Unique Code for URM Program
Theorem
Any URM program can be assigned a unique code number.
Proof
Let $\mathbf P$ be the set of all URM programs.
Let $P \in \mathbf P$ be a URM program with $k$ basic instructions:
Line | Command | ||
---|---|---|---|
$1$ | $I_1$ | ||
$2$ | $I_2$ | ||
$\vdots$ | $\vdots$ | ||
$k$ | $I_k$ |
We define the mapping $\gamma: \mathbf P \to \N$ as follows:
- $\ds \map \gamma P = \prod_{i \mathop = 1}^k p_i^{\map \beta {I_i} }$
where:
- $p_i$ is the $i$th prime number;
- $\map \beta {I_i}$ is the unique code for instruction $i$.

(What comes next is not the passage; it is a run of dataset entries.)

PR #2957, opened 2025-10-06
Build: Allow adjusting the number of `-j` threads per agent

WhoBrokeTheBuild:
This allows for the `$THREADS` environment variable to be set on a jenkins agent node to define the value passed to `-j`, with a default of 8.
This way, the number of executors and the number of threads per executor can all be controlled from within Jenkins, without requiring a commit.


mwinkel-dev (approved):
Straightforward change that matches the description.   Thus approving this PR.

This change is useful because the build system uses multiple computers, each with different hardware specifications, thus some can support more threads than others.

Hence it follows from the Fundamental Theorem of Arithmetic that $\gamma$ is uniquely specified for any given URM program.

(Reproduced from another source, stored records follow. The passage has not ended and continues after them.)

PR #143, opened 2021-05-20
Siri Hemsley - Happy thoughts API

sirimatsdotter:
This week felt so much easier than last week and I didn't have any problems completing the blue requirements. I didn't prioritise moving further though since I spent some time on my Final project pitch instead. 

Find my API here: https://happy-thoughts-siri.herokuapp.com/
And the front end here: https://awesome-murdock-ef4ca9.netlify.app/


server.js
```diff
@@ -1,29 +1,114 @@
...
-// Start defining your routes here
 app.get('/', (req, res) => {
-  res.send('Hello world')
+  res.send(listEndpoints(app))
+})
+
+// End point to POST a new thought
+app.post('/thoughts', async (req, res) => {
+  try {
+    const savedThought = await new Thought(req.body).save()
```
annalenksjo, line 50: Here you have to write (req.body.message) to prevent the possibility to send values for hearts and/or Date, or some other method to prevent this :-)

annalenksjo (changes requested):
Hej Siri,
Nice and well-structured project as always! Great job that you connected it with your front-end as well 👍 
I like that you have some comments in your project, it makes it easier to follow, and I guess for your self as well if you come back to the project later on :-) 

All the endpoints seems so be working fine, and the errormessages too. One suggestion is that you organize your endpoints by method in server.js. I think Max mentioned this in one of the lectures as sort of a standard. 

There is one thing you missed, which is to prevent the possibility to post hearts and Date in the message-post request :-). See my comment in the code. Otherwise the project meets all of the blue requirements. Good job! 🌷

server.js
```diff
@@ -1,29 +1,114 @@
...
 const app = express()
 
-// Add middlewares to enable cors and json body parsing
+const thoughtSchema = new mongoose.Schema({
+  message: {
+    type: String,
+    required: [true, "Message is required"],
+    unique: [true, "Message has to be unique"],
+    minlength: [5, "Message has to be at least 5 characters"],
+    maxlength: [140, "Message cannot exceed 140 characters"]
```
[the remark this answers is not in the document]
KarolCislowski: Really nice and clean method 😻

server.js
```diff
@@ -1,29 +1,114 @@
...
-//   PORT=9000 npm start
 const port = process.env.PORT || 8080
 const app = express()
 
-// Add middlewares to enable cors and json body parsing
+const thoughtSchema = new mongoose.Schema({
+  message: {
+    type: String,
+    required: [true, "Message is required"],
+    unique: [true, "Message has to be unique"],
```
KarolCislowski, line 24: Why you used `unique` here? people can't be happy for the same reasons? 😭

server.js
```diff
@@ -1,29 +1,114 @@
...
+app.use(express.json())
 
-// Start defining your routes here
 app.get('/', (req, res) => {
-  res.send('Hello world')
+  res.send(listEndpoints(app))
+})
+
+// End point to POST a new thought
+app.post('/thoughts', async (req, res) => {
```
KarolCislowski, line 48: I can't send any new message to your API :( it returns an error 400 every time
image

KarolCislowski (changes requested):
Please fix your form 😺

KarolCislowski (approved):
Great work 🥇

Thus $\gamma$ is an injection.
$\blacksquare$
For a given $P$, the number $\map \gamma P$ is referred to as the code number of $P$.
Does Not Code
Not every $e \in \N$ is the code number of a URM program.
If $e$ is not the code of any URM program, we say that $e$ does not code a URM program.
Note
The coding scheme for $\mathbf P$ is not unique.
This particular scheme lends itself especially to number-theoretical analysis techniques.